Activity >> From the first line of the records below through the line containing "furyctl rewrites local", copy everything exactly and nothing more.

Data for the task >>
+--
PR #685, opened 2026-06-29
feat: relative path for customResources

ralgozino:
### Summary 💡

Add support for a new `spec.distribution.customResources` field that lets users inject extra Kustomize resources (local files, local kustomize bases, or remote git/URL references) into the distribution phase's main `kustomization.yaml`.

furyctl rewrites local resource paths so they are relative to the rendered manifests directory before templating, because `kustomize build` rejects absolute paths in its `resources` list (`new root ... cannot be absolute`).

Closes:

Relates:
- https://github.com/sighupio/distribution/pull/543

### Description 📝

`customResources` is a first-class sibling of `customPatches` under `spec.distribution` (I originally consider adding new field under `customPatches` but resources aren't patches, so they don't belong there). It is a flat array of strings, mirroring kustomize's own top-level `resources:` list:

```yaml
spec:
  distribution:
    customResources:
      - ./gapi-calico                          # local base, relative to furyctl.yaml
      - ../../plugins/kustomize/localstorage   # local base outside the project (warns)
      - github.com/org/repo//modules/x?ref=v1  # remote ref
```

The furyctl-side change is a single post-mapping step in the template engine, `relativizeCustomResources` in `pkg/template/model.go`, called in `Generate()` right after `MapDynamicValuesAndPaths()`. For each entry of `spec.distribution.customResources`:

- Local file/dir (resolves to an existing path) → rewritten to a path relative to `<TargetPath>/manifests` via `filepath.Rel`. The referenced files are left in place so kustomize bases keep composing with their own relative references (the distribution `apply.sh` already uses `--load-restrictor LoadRestrictionsNone`).
- Remote resource (git/URL) or non-existent path → left untouched so kustomize can fetch/resolve it itself.
- Path outside the furyctl config directory → still rewritten, but a warning is logged because the resulting relative path may differ between machines.

#### Design notes for reviewers

- The rewrite runs _after_ the mapper on purpose: the mapper has already turned the user's `./foo` inputs into absolute paths, and `TargetPath` (the render output location) is only known on the Model, never in the template context — so a custom template function could not have computed this.
- Local-vs-remote is classified with `os.Stat` rather than by parsing kustomize's git/URL grammar: existing paths are rewritten, everything else passes through.
- Emitting a path relative to the config directory (instead of an absolute one) keeps the rendered output deterministic across machines. Is up to the user to check those folder into git if applicable.
- I also considered copying the whole target directory into a `custom-resources` folder near the rest of the manifests inside the outdir, like we do for the `vendor`ed modules. This approach has several downsides:
  1. It "breaks" when the target folder relies on other folders as bases/resources. We would need to consider that and parse somehow to detect it and copy that too.
  2. We could have name collisions, so we would have to add some kind of hash that probably would've changed between machines.
  3. We could run a kustomize build of that folder and save it into an "`out.yaml`" file but it did not feel right.

### Breaking Changes 💔

None, new optional field.

### Tests performed 🧪

- [x] Tested adding custom resources: local files, local kustomize folders, remote files, remote git repos
- [x] Tested apply still works not setting the new field

### Future work 🔧

None

### DIFF
--- a/pkg/template/model.go
+++ b/pkg/template/model.go
@@ -12,12 +12,18 @@ import (
 	"regexp"
 	"strings"
 
+	"github.com/sirupsen/logrus"
 	"gopkg.in/yaml.v2"
 
 	iox "github.com/sighupio/furyctl/internal/x/io"
 	"github.com/sighupio/furyctl/pkg/template/mapper"
 	yamlx "github.com/sighupio/furyctl/pkg/x/yaml"
 )
+
+// distributionManifestsDir is the subdirectory of the distribution render target
+// where the main kustomization.yaml is written. Entries of
+// spec.distribution.customPatches.resources are resolved relative to it.
+const distributionManifestsDir = "manifests"
 
 var (
 	ErrTargetIsNotEmpty = errors.New("target directory is not empty")
@@ -128,6 +134,8 @@ func (tm *Model) Generate() error {
 	if err != nil {
 		return fmt.Errorf("error mapping dynamic values: %w", err)
 	}
+
+	tm.relativizeCustomResources(context)
 
 	tm.Context = context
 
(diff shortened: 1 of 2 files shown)


nutellinoit (approved):
LGTM!

Issue #889, opened 2024-06-04
Error: Records[0].dynamodb: missing field `ApproximateCreationDateTime`


vstepanyuk:
According documentation https://docs.aws.amazon.com/amazondynamodb/latest/APIReference/API_streams_StreamRecord.html
this field is optional

PR #891, opened 2024-06-06
[DynamoDB event] Makes ApproximateCreationDateTime optional in StreamRecord

jfkisafk:
*Issue #, if available:* closes https://github.com/awslabs/aws-lambda-rust-runtime/issues/889

*Description of changes:* Makes the DDB event [StreamRecord](https://github.com/awslabs/aws-lambda-rust-runtime/blob/main/lambda-events/src/event/dynamodb/mod.rs#L214-L247) more robust, b/c it appears that `ApproximateCreationDateTime` can be absent. The DDB docs are ambiguous in this matter as they suggest it is not required but also say:

> In the following list, the required parameters are described first.

Maybe we can get more guidance from DDB team?

- [x] I confirm that I've run the tests locally using `cargo test`
- [x] I confirm that I've run the lint locally using `cargo fmt`

### DIFF
--- a/lambda-events/src/event/dynamodb/mod.rs
+++ b/lambda-events/src/event/dynamodb/mod.rs
@@ -213,9 +213,11 @@ pub struct UserIdentity {
 #[serde(rename_all = "camelCase")]
 pub struct StreamRecord {
     /// The approximate date and time when the stream record was created, in UNIX
-    /// epoch time (http://www.epochconverter.com/) format.
+    /// epoch time (http://www.epochconverter.com/) format. Might not be present in
+    /// the record: https://github.com/awslabs/aws-lambda-rust-runtime/issues/889
     #[serde(rename = "ApproximateCreationDateTime")]
     #[serde(with = "float_unix_epoch")]
+    #[serde(default)]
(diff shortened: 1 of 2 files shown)


lambda-events/src/event/dynamodb/mod.rs
```diff
@@ -213,9 +213,11 @@ pub struct UserIdentity {
 #[serde(rename_all = "camelCase")]
 pub struct StreamRecord {
     /// The approximate date and time when the stream record was created, in UNIX
-    /// epoch time (http://www.epochconverter.com/) format.
+    /// epoch time (http://www.epochconverter.com/) format. Might not be present in
+    /// the record: https://github.com/awslabs/aws-lambda-rust-runtime/issues/889
     #[serde(rename = "ApproximateCreationDateTime")]
     #[serde(with = "float_unix_epoch")]
+    #[serde(default)]
     pub approximate_creation_date_time: DateTime<Utc>,
```
jfkisafk, line 221: Did not want to change contracts by making this `Option<DateTime<Utc>>`, but if that makes more sense please let me know.

PR #896, opened 2024-06-19
Make child-spans work as expected when using the lambda-runtime

TethysSvensson:
*Issue #, if available:* N/A

*Description of changes:* Implementing a sub-span directly in the `service_fn` does not currently set the parent-span in the expected way. Example:

```rust
let func = service_fn(move |event: LambdaEvent<T>| {
    let event_span = create_event_span(outer_variable);
    inner_handler(event, state.clone()).instrument(event_span)
});
```

The problem is, that at the time where the `create_event_span()` function is called, the span returned by `request_span()` has not been entered, so it will be not be set as the parent.

The solution is to enter the span before calling the inner service. This also matches e.g. how [`tower_http` does it](https://github.com/tower-rs/tower-http/blob/a1e3f8a28bdb118c98627b8fa2d05180049dc981/tower-http/src/trace/service.rs#L308).

### DIFF
--- a/lambda-runtime/src/layers/trace.rs
+++ b/lambda-runtime/src/layers/trace.rs
@@ -43,7 +43,11 @@ where
 
     fn call(&mut self, req: LambdaInvocation) -> Self::Future {
         let span = request_span(&req.context);
-        self.inner.call(req).instrument(span)
+        let future = {
+            let _guard = span.enter();
+            self.inner.call(req)
+        };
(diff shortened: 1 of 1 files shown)


TethysSvensson:
And thank you for accepting it!

Are you by any chance planning to do a release for this?

I'm asking because if you are, then I would rather wait for your release than create a work-around in our internal code.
+--
Solution to the problem >>
PR #685, opened 2026-06-29
feat: relative path for customResources

ralgozino:
### Summary 💡

Add support for a new `spec.distribution.customResources` field that lets users inject extra Kustomize resources (local files, local kustomize bases, or remote git/URL references) into the distribution phase's main `kustomization.yaml`.

furyctl rewrites local resource paths so they are relative to the rendered manifests directory before templating, because `kustomize build` rejects absolute paths in its `resources` list (`new root ... cannot be absolute`).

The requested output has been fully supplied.